#### Problem statement:
The entries below must be copied exactly as they are.

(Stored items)
Issue #1, opened 2017-09-15
Import ros2_control


Karsten1987:
Top Level issue referencing all pending PRs

bmagyar:
Thanks Karsten! All merged and ready to demo ;) 

Even though it is only demo mode I have one comment that should be sorted: `visibility_control.h` is duplicated in all packages. This is something that should make it into a core ROS2 package and probably even included with a `#include <ros2/ros2.h>`

bmagyar:
@Karsten1987 Please add a short summary & steps to compile and set up to the readme .

chapulina:
As indicated on the README, the code in this repository is still a proof of concept. It may be worth it ticketing issues listing what's left for this to be recommended for use. Will there be a Crystal release?

bmagyar:
We don't have anyone currently working on `ros2_control` but we'd gladly welcome merge requests or even a new maintainer for that role. I personally won't be able to dedicate time to it until next year.

GavinStrunk:
@bmagyar @chapulina Hey I have been looking at this repo thinking I would be interested in contributing and maintaining it.  I would definitely like some help in terms of defining a roadmap, because it is a little unclear to me what people would like out of this compared to ros_controls beyond using some of the new functionality in ros2. Do you have a recommendation on how people have setup this type of meeting in the past?

chapulina:
Maybe a discourse post with some ideas and asking for feedback from the community could be a good starting point. It would also be nice to describe the current state of the code and what's missing - maybe @Karsten1987 has the most context?

bmagyar:
We'd like to move much of the existing codebase under ros2_control. Can we
get a hangouts together with the three of us?

GavinStrunk:
Yea sounds good to me. I'm pretty flexible in the next week so if there is a day and time that works for both of you I can make it work. I'm on Eastern US time zone.

PR #4, opened 2017-09-15
import controller_paramter_server

Karsten1987:
connects to ros-controls/ros2_control#1

### DIFF
--- a/controller_parameter_server/include/controller_parameter_server/visibility_control.h
+++ b/controller_parameter_server/include/controller_parameter_server/visibility_control.h
@@ -1,0 +1,56 @@
+// Copyright 2017 Open Source Robotics Foundation, Inc.
+//
+// Licensed under the Apache License, Version 2.0 (the "License");
+// you may not use this file except in compliance with the License.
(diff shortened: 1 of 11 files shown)


controller_parameter_server/include/controller_parameter_server/visibility_control.h
```diff
@@ -0,0 +1,56 @@
...
+// limitations under the License.
+
+/* This header must be included by all rclcpp headers which declare symbols
+ * which are defined in the rclcpp library. When not building the rclcpp
+ * library, i.e. when using the headers in other package's code, the contents
+ * of this header change the visibility of certain symbols which the rclcpp
+ * library cannot have, but the consuming code must have inorder to link.
+ */
+
+#ifndef CONTROLLER_PARAMETER_SERVER__VISIBILITY_CONTROL_H_
```
bmagyar: Shouldn't this visibility control file be shared among all ROS2 packages? Why not add it to the core somewhere and reference it. Feels 1992 to have copies of something "fixing the system" in all packages.

PR #16, opened 2019-06-14
Fix CI and deduplicate CI code

mikaelarguedas:
Opening for visibility and start discussion:

When developing `ros2ci` for some of my repos, @Karsten1987 mentioned there would be value for other projects such as this one to leverage a common docker code for the CI part.

osrf now provides some docker images intended for ci use: `osrf/ros2:devel` that contains the development tools and `osrf/ros2:nightly` that contains the tools + the nightly build of the ros2.repos file.

Switching to these images should fix broken CI here as the images have already [been updated](https://github.com/osrf/docker_images/pull/266) to use the new ROS keys.

I open this PR to see if `ros2ci` can be a drop in replacement and if there is interest to use it in this proect. Otherwise it is totally viable to update CI here to just use the `osrf/ros2` docker images directly.

Related discussions for reference:
- https://github.com/Karsten1987/confbot_robot/issues/6
- https://github.com/Karsten1987/confbot_robot/pull/13


Karsten1987:
thanks @mikaelarguedas

PR #19, opened 2019-08-08
Dashing updates

Karsten1987:
Signed-off-by: Karsten Knese <karsten@openrobotics.org>

PR #34, opened 2020-01-18
Use dashing for Travis CI

youtalk:
Since the result of Travis CI #19 was failed, this PR simply fixes it.


Karsten1987:
thanks for the patch

PR #38, opened 2020-01-25
Update build for Eloquent

piraka9011:
This PR applies the same update for Dashing in #19 to the Eloquent branch.

Signed-off-by: Anas Abou Allaban <aabouallaban@pm.me>

### DIFF
--- a/.travis.yml
+++ b/.travis.yml
@@ -6,11 +6,13 @@ install:
 
 matrix:
   include:
-    - env: JOB_TYPE=crystal
-      script: .ros2ci/travis.bash $JOB_TYPE
+    # - env: JOB_TYPE=crystal
+    #   script: .ros2ci/travis.bash $JOB_TYPE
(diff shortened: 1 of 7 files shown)


Karsten1987:
I think the dashing updates should land first and the eloquent branch should be forked based on that. I currently don't really see the point why that eloquent exists in the first place, but that's maybe material for a different issue.

piraka9011:
> I think the dashing updates should land first and the eloquent branch should be forked based on that. I currently don't really see the point why that eloquent exists in the first place, but that's maybe material for a different issue.

I agree, if you merge your PR I can start working off of that. 
I also think there should be a `master` branch for latest changes and also a branch for Foxy (since that's what we're targeting).

Karsten1987:
I agree, there should be a `ros2` or `ros2-devel` branch. But as long as we don't break API there is no immediate need to branch off.

piraka9011:
Closing in favor of #19

PR #50, opened 2020-02-10
enable eloquent rcpputils pointer traits

### LINKED ISSUE #49: enable rcpputils pointer traits
top level issue for leveraging `rcpputils::is_pointer` which in addition to `std::is_pointer` checks for smart pointers as well.

Karsten1987:
fixes #49 

Signed-off-by: Karsten Knese <karsten@openrobotics.org>

### DIFF
--- a/hardware_interface/CMakeLists.txt
+++ b/hardware_interface/CMakeLists.txt
@@ -11,6 +11,7 @@ if(CMAKE_COMPILER_IS_GNUCXX OR CMAKE_CXX_COMPILER_ID MATCHES "Clang")
 endif()
 
 find_package(ament_cmake REQUIRED)
+find_package(rcpputils REQUIRED)
 find_package(rcutils REQUIRED)
 
 add_library(
@@ -27,6 +28,7 @@ target_include_directories(
   include)
 ament_target_dependencies(
   hardware_interface
+  "rcpputils"
   "rcutils"
 )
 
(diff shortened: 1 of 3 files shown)


hardware_interface/CMakeLists.txt
```diff
@@ -27,6 +28,7 @@ target_include_directories(
   include)
 ament_target_dependencies(
   hardware_interface
+  "rcpputils"
```
bmagyar: why the quotation marks around these ones?

hardware_interface/CMakeLists.txt
```diff
@@ -52,6 +54,7 @@ if(BUILD_TESTING)
 
   ament_add_gtest(test_macros test/test_macros.cpp)
   target_include_directories(test_macros PRIVATE include)
+  ament_target_dependencies(test_macros "rcpputils")
```
bmagyar: this is only relevant when building rcpputils from source in the same workspace. Unless there's any other reason I'd opt for not cluttering the cmake more

hardware_interface/CMakeLists.txt
Karsten1987: That’s basically ROS2 convention and is used throughout that repo as such.

hardware_interface/CMakeLists.txt
Karsten1987: What? I don’t understand this.
The test is relying on the ‘macros.hpp’ which itself depends on ‘rcpputils’. There is no target interface for this, therefore the dependency has to be attached to the test as well as exported for other packages to be usable.

bmagyar: ah sorry, I misread it as `add_dependencies`, forget it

#### Result for this exercise:
Issue #1, opened 2017-09-15
Import ros2_control


Karsten1987:
Top Level issue referencing all pending PRs

bmagyar:
Thanks Karsten! All merged and ready to demo ;) 

Even though it is only demo mode I have one comment that should be sorted: `visibility_control.h` is duplicated in all packages. This is something that should make it into a core ROS2 package and probably even included with a `#include <ros2/ros2.h>`

bmagyar:
@Karsten1987 Please add a short summary & steps to compile and set up to the readme .

chapulina:
As indicated on the README, the code in this repository is still a proof of concept. It may be worth it ticketing issues listing what's left for this to be recommended for use. Will there be a Crystal release?

bmagyar:
We don't have anyone currently working on `ros2_control` but we'd gladly welcome merge requests or even a new maintainer for that role. I personally won't be able to dedicate time to it until next year.

GavinStrunk:
@bmagyar @chapulina Hey I have been looking at this repo thinking I would be interested in contributing and maintaining it.  I would definitely like some help in terms of defining a roadmap, because it is a little unclear to me what people would like out of this compared to ros_controls beyond using some of the new functionality in ros2. Do you have a recommendation on how people have setup this type of meeting in the past?

chapulina:
Maybe a discourse post with some ideas and asking for feedback from the community could be a good starting point. It would also be nice to describe the current state of the code and what's missing - maybe @Karsten1987 has the most context?

bmagyar:
We'd like to move much of the existing codebase under ros2_control. Can we
get a hangouts together with the three of us?

GavinStrunk:
Yea sounds good to me. I'm pretty flexible in the next week so if there is a day and time that works for both of you I can make it work. I'm on Eastern US time zone.

PR #4, opened 2017-09-15
import controller_paramter_server

Karsten1987:
connects to ros-controls/ros2_control#1

### DIFF
--- a/controller_parameter_server/include/controller_parameter_server/visibility_control.h
+++ b/controller_parameter_server/include/controller_parameter_server/visibility_control.h
@@ -1,0 +1,56 @@
+// Copyright 2017 Open Source Robotics Foundation, Inc.
+//
+// Licensed under the Apache License, Version 2.0 (the "License");
+// you may not use this file except in compliance with the License.
(diff shortened: 1 of 11 files shown)


controller_parameter_server/include/controller_parameter_server/visibility_control.h
```diff
@@ -0,0 +1,56 @@
...
+// limitations under the License.
+
+/* This header must be included by all rclcpp headers which declare symbols
+ * which are defined in the rclcpp library. When not building the rclcpp
+ * library, i.e. when using the headers in other package's code, the contents
+ * of this header change the visibility of certain symbols which the rclcpp
+ * library cannot have, but the consuming code must have inorder to link.
+ */
+
+#ifndef CONTROLLER_PARAMETER_SERVER__VISIBILITY_CONTROL_H_
```
bmagyar: Shouldn't this visibility control file be shared among all ROS2 packages? Why not add it to the core somewhere and reference it. Feels 1992 to have copies of something "fixing the system" in all packages.

PR #16, opened 2019-06-14
Fix CI and deduplicate CI code

mikaelarguedas:
Opening for visibility and start discussion:

When developing `ros2ci` for some of my repos, @Karsten1987 mentioned there would be value for other projects such as this one to leverage a common docker code for the CI part.

osrf now provides some docker images intended for ci use: `osrf/ros2:devel` that contains the development tools and `osrf/ros2:nightly` that contains the tools + the nightly build of the ros2.repos file.

Switching to these images should fix broken CI here as the images have already [been updated](https://github.com/osrf/docker_images/pull/266) to use the new ROS keys.

I open this PR to see if `ros2ci` can be a drop in replacement and if there is interest to use it in this proect. Otherwise it is totally viable to update CI here to just use the `osrf/ros2` docker images directly.

Related discussions for reference:
- https://github.com/Karsten1987/confbot_robot/issues/6
- https://github.com/Karsten1987/confbot_robot/pull/13


Karsten1987:
thanks @mikaelarguedas

PR #19, opened 2019-08-08
Dashing updates

Karsten1987:
Signed-off-by: Karsten Knese <karsten@openrobotics.org>

PR #34, opened 2020-01-18
Use dashing for Travis CI

youtalk:
Since the result of Travis CI #19 was failed, this PR simply fixes it.


Karsten1987:
thanks for the patch

PR #38, opened 2020-01-25
Update build for Eloquent

piraka9011:
This PR applies the same update for Dashing in #19 to the Eloquent branch.

Signed-off-by: Anas Abou Allaban <aabouallaban@pm.me>

### DIFF
--- a/.travis.yml
+++ b/.travis.yml
@@ -6,11 +6,13 @@ install:
 
 matrix:
   include:
-    - env: JOB_TYPE=crystal
-      script: .ros2ci/travis.bash $JOB_TYPE
+    # - env: JOB_TYPE=crystal
+    #   script: .ros2ci/travis.bash $JOB_TYPE
(diff shortened: 1 of 7 files shown)


Karsten1987:
I think the dashing updates should land first and the eloquent branch should be forked based on that. I currently don't really see the point why that eloquent exists in the first place, but that's maybe material for a different issue.

piraka9011:
> I think the dashing updates should land first and the eloquent branch should be forked based on that. I currently don't really see the point why that eloquent exists in the first place, but that's maybe material for a different issue.

I agree, if you merge your PR I can start working off of that. 
I also think there should be a `master` branch for latest changes and also a branch for Foxy (since that's what we're targeting).

Karsten1987:
I agree, there should be a `ros2` or `ros2-devel` branch. But as long as we don't break API there is no immediate need to branch off.

piraka9011:
Closing in favor of #19

PR #50, opened 2020-02-10
enable eloquent rcpputils pointer traits

### LINKED ISSUE #49: enable rcpputils pointer traits
top level issue for leveraging `rcpputils::is_pointer` which in addition to `std::is_pointer` checks for smart pointers as well.

Karsten1987:
fixes #49 

Signed-off-by: Karsten Knese <karsten@openrobotics.org>

### DIFF
--- a/hardware_interface/CMakeLists.txt
+++ b/hardware_interface/CMakeLists.txt
@@ -11,6 +11,7 @@ if(CMAKE_COMPILER_IS_GNUCXX OR CMAKE_CXX_COMPILER_ID MATCHES "Clang")
 endif()
 
 find_package(ament_cmake REQUIRED)
+find_package(rcpputils REQUIRED)
 find_package(rcutils REQUIRED)
 
 add_library(
@@ -27,6 +28,7 @@ target_include_directories(
   include)
 ament_target_dependencies(
   hardware_interface
+  "rcpputils"
   "rcutils"
 )
 
(diff shortened: 1 of 3 files shown)


hardware_interface/CMakeLists.txt
```diff
@@ -27,6 +28,7 @@ target_include_directories(
   include)
 ament_target_dependencies(
   hardware_interface
+  "rcpputils"
```
bmagyar: why the quotation marks around these ones?

hardware_interface/CMakeLists.txt
```diff
@@ -52,6 +54,7 @@ if(BUILD_TESTING)
 
   ament_add_gtest(test_macros test/test_macros.cpp)
   target_include_directories(test_macros PRIVATE include)
+  ament_target_dependencies(test_macros "rcpputils")
```
bmagyar: this is only relevant when building rcpputils from source in the same workspace. Unless there's any other reason I'd opt for not cluttering the cmake more

hardware_interface/CMakeLists.txt
Karsten1987: That’s basically ROS2 convention and is used throughout that repo as such.

hardware_interface/CMakeLists.txt
Karsten1987: What? I don’t understand this.
The test is relying on the ‘macros.hpp’ which itself depends on ‘rcpputils’. There is no target interface for this, therefore the dependency has to be attached to the test as well as exported for other packages to be usable.

bmagyar: ah sorry, I misread it as `add_dependencies`, forget it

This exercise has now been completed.